▶ INPUT MATERIAL:

=== Section Start ===

PR #2066, opened 2026-06-28
BlurHashKit update and Color Quantization

LePips:
- Updates implementation of the previous `RotateContentView` to `FadeContentTransitionView`
	- Subtly changes behavior of transitioning content
	- Had issues when wanting to implement in `ImageView`, will look again later
- Updates BlurHashKit to 2.0
- As I removed the color options from BlurHashKit, finally just implementing a basic color quantization based on median cut
	- I think gets better results than average color from the blur hash, may tweak over time
	- While loading the color will be empty, but will resolve this by forcing image resolution to be complete with content group transition.


JPKribs (approved):

Issue #842, opened 2023-09-14
Live TV Guide


TechBLT:
Live TV would be very useful with a guide and bonus point for the ability to record and setup a pass from the app as well.

extraslute:
I second this. Similar to IPTVX's interface for the guide. I wish we could also get art related to the shows listed in the guide if we have EPGs enabled.

vikgor:
Hello! I have started working on the Live TV enhancement, including the guide view (nobody is working on it atm afaik).
I'm gonna open a draft PR in a couple of days, although I think I'll need to wait for #1752 before it could go to main.

I have come up with a pretty decent-looking UI, although I'll definitely polish it up a little.
This is just an early draft of the tvOS Live TV Guide view:
<img width="90%"  alt="Image" src="https://github.com/user-attachments/assets/115a0ddd-8a27-4322-af9e-e0b0858cec9d" />

extraslute:
> Hello! I have started working on the Live TV enhancement, including the guide view (nobody is working on it atm afaik).
> I'm gonna open a draft PR in a couple of days, although I think I'll need to wait for #1752 before it could go to main.
> 
> I have come up with a pretty decent-looking UI, although I'll definitely polish it up a little.
> This is just an early draft of the tvOS Live TV Guide view:
> <img width="90%"  alt="Image" src="https://github.com/user-attachments/assets/115a0ddd-8a27-4322-af9e-e0b0858cec9d" />

Holy cow, about time! I'm willing to test if you need any guinea pigs. I've sense paid for Emby because of the live tv UI on ATV. Live tv on Android TVs is killer compared to ATVs UI.

PR #2067, opened 2026-06-29
Live TV Filtering

### LINKED ISSUE #433: Ability to show only favorited live tv channels
Would be great to be able to filter live tv channels to show only those added to the favorites list!

### LINKED ISSUE #2078: Live TV play button not selectable

### Description of the bug

After selection of an item from the program view in a Live TV  library, the item is not selectable for playing. 

### Reproduction steps

1. Open Swiftfin and go to the Live TV library
2. Select a program
3. In the item detail page for the program, the play button is unselectable. 

### Platform

iOS

### Application version

1.5

TestFlight

### Device information

iPhone 13 Pro

### OS version

iOS 18.7.8

### Jellyfin server version

12.0 RC2

### Screenshots or videos

Image

### Relevant log output

```shell

```

JPKribs:
## Summary

Resolves: https://github.com/jellyfin/Swiftfin/issues/433
Resolves: https://github.com/jellyfin/Swiftfin/issues/2078

This removes the program view in favor of just using a paging library. I move the `OnNow` to the `HomeView` instead:

Screenshot 2026-07-14 at 22 23 37

Screenshot 2026-07-14 at 22 25 44

This adds a guide type for libraries that is only enabled for LiveTV. This type is just a listView + a lazyHStack for the content going out to the right. Performance is alright but nothing exciting. This allows filtering and sorting as well.

We used to have logic that hid sorts that were not usable by that parent type. I added this back in since Live TV is pretty restricted on that.

Some quirks addressed:

- Channels can be favorited but programs cannot. Removed the button from programs. This looks weird now but eventually this will be a record button for recording a program.
- Depending on their origins, Programs, TVPrograms, and LiveTVPrograms are all the same object just from different callers. Same for Channels, TVChannels, and LiveTVChannels.
- Programs have different logic for progress calc than regular `BaseItemDto` so this updates that to change when airing.

## Video

https://github.com/user-attachments/assets/c9eb4595-ec65-4196-8649-390f5e4b8c55


JPKribs:
As a note, I'm probably looking at a [Live TV Guide](https://github.com/jellyfin/Swiftfin/issues/842) next while I'm in the Live TV mood. I could be off but I was assuming that `ProgramView` was going to borrow a lot from `HomeView` so I was going to leave that alone.

Shared/Objects/ItemFilter/ItemFilterCollection.swift
```diff
@@ -30,6 +31,10 @@ struct ItemFilterCollection: Hashable, Storable {
         sortBy: [ItemSortBy.dateCreated],
         sortOrder: [ItemSortOrder.descending]
     )
+    static let channels: ItemFilterCollection = .init(
```
LePips: Don't need, this is just the same as the default value.

Shared/Objects/ItemFilter/ItemFilterType.swift
```diff
@@ -23,9 +23,23 @@ enum ItemFilterType: String, CaseIterable, Displayable, Identifiable, Storable,
     case tags
     case traits
     case years
+    case category
+
+    static var allCases: [ItemFilterType] {
```
LePips: I know this might be to not have the `category` in search, but I think we're fine having it as a filter elsewhere.

Now `SearchViewModel` should filter the category and check if it properly filters the channels.

Shared/Objects/Libraries/ChannelLibrary.swift
```diff
@@ -6,24 +6,60 @@
...
+
+        let categories = environment.filters.categories
+
+        parameters.isMovie = categories.contains(.movies) ? true : nil
+        parameters.isSeries = categories.contains(.series) ? true : nil
+        parameters.isNews = categories.contains(.news) ? true : nil
+        parameters.isKids = categories.contains(.kids) ? true : nil
+        parameters.isSports = categories.contains(.sports) ? true : nil
 
         let request = Paths.getLiveTvChannels(parameters: parameters)
```
LePips, line 28: With https://github.com/jellyfin/Swiftfin/pull/2067/changes#r3492718195, I wonder if we'll be better off retrieving channels via `getItems` to allow usage of all filters.

Does not need to be done now.

LePips (changes requested):

Shared/Objects/Libraries/ChannelLibrary.swift
JPKribs: ~I think the tradeoff is that items gives us all of the regular filters but we'd lose categories. I'm not sure what people's preference is. IMO, those `isKids`, `isMovies`, etc filters seem less useful than the other filters but I also think that some of the `getItem` filters will always return nil for programs/channels like `isPlayed` and `genre` I don't *think* channels have. I'd need to screw around with it a bit to see how many of the regular filters actually return results.~

JPKribs: I am completely wrong. Yes, all those category `isX` filters exist on `getItems`. Good call, we should just move to that instead.

JPKribs: The scope is expanding but I think this is going to set us up better for the future. Standby...

JPKribs:
@LePips some changes. Moved this over to just use the existing `ItemLibrary` so we can take advantage of all that work and the filters there.

I also added a Channel ItemView and added Programs to the simple ItemView. Right now it's somewhat bare but the idea is that is where we can put the recording options for these as well. I left some stubs for that. I was going to roll that into this PR but I reeled it back in a bit haha.

Depending on WHERE you access it, tvChannel, channel, and liveTvChannel are all used for the same items. Same for programs 🤷‍♂️. Hence the switches grouping those together when used.

The potentially controversial item, I am passing the poster from the currently active program for the Channel ItemView. More controversial, if the channel doesn't have an overview I am pulling that from the active playing item. It's a small change in a few places but I can remove that if we don't like it.

Video below:

https://github.com/user-attachments/assets/77bf66f1-e74f-4bdc-a15c-2d9539b261cc

JPKribs:
Downside in testing. The letter filter for `NameStartsWith` is looking at the channel number so any letter filter returns nothing only the # returns anything. Probably best to just hide that for this library type?

Also, in some previous PR I added the sort types for `BaseItemKind` that wasn't pulled into the generic paging. I've added it back in so our sort options are more tailored to the LibraryParent

JPKribs:
@LePips okay, I'm sorry to do this I am going a little overkill here but I felt inspired. This is still WIP while I figure out some of the quirks but here is my idea:

1. Remove the Program view and move the `On Now` section to the `HomeView`.
2. Change the `Live TV` library to instead take you right into a paging `ItemLibrary` for channels.
3. Add a new layout, filtered to only live tv, for `guide` that is just the `list` format but the inner content on the right is the tv guide layout in a `scrollview`. So this lets us paginate the content vertically in the guide but all the guide scrolls move in unison like a single block

This is my rough version I have now:

https://github.com/user-attachments/assets/f98ff864-b5de-4c97-9ec4-c726121fa6a6

My other idea in this, my biggest gripe with Jellyfin-web is that if you have a bunch of small items next to each other the buttons start stacking over one another. So I've set this up where if a button is less than 15m it should combine into another button like this:

https://github.com/user-attachments/assets/8ec2eaa0-21fa-4897-99dc-bd27b436677e

LePips:
Looks great!

But now that this has expanded to building views in the item and home view, I would have this wait until I've broken out the content group stuff from #1752, which I am working on. At the same time, what you implement here would arguably be easier afterwards.

JPKribs:
This is migrated over to the new `ContentGroups`. It was a lot easier to do these with those changes! Let me know if you have any feedback or changes that you would like me to make!

All videos in the main post are up to date!

LePips (changes requested):
I don't think having the guide as a library style is the right direction, but I will have to think about it. I would be fine with just a new view for the guide instead of making new library styles that all elements would have to consider that is just used for live tv.

JPKribs:
> I don't think having the guide as a library style is the right direction, but I will have to think about it. I would be fine with just a new view for the guide instead of making new library styles that all elements would have to consider that is just used for live tv.

Makes sense! Sorry, I was trying to loop this into the existing FilterViewModel. I was also looking at how Android TV does this and their grid hooks into their player as well so you can both look at the grid and play at the same time.

What I think is the right move, I can do the paging library and filters for the grid and list view with the channel ItemView then push the guide into its own PR since I realize there is more considerations for this.

JPKribs:
Okay. This is getting messy. I am going to split this out over a couple of PRs since most of these are just small, independent changes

=== Section End ===

▶ YOUR INSTRUCTIONS: In the listing above, find the line with "### Reproduction steps" and the line with "Resolves: https://github.com/jellyfin/Swiftfin/issues/2078". Output those two lines and every line between them, exactly as written.

▶ RESULT OF THE TASK:
### Reproduction steps

1. Open Swiftfin and go to the Live TV library
2. Select a program
3. In the item detail page for the program, the play button is unselectable. 

### Platform

iOS

### Application version

1.5

TestFlight

### Device information

iPhone 13 Pro

### OS version

iOS 18.7.8

### Jellyfin server version

12.0 RC2

### Screenshots or videos

Image

### Relevant log output

```shell

```

JPKribs:
## Summary

Resolves: https://github.com/jellyfin/Swiftfin/issues/433
Resolves: https://github.com/jellyfin/Swiftfin/issues/2078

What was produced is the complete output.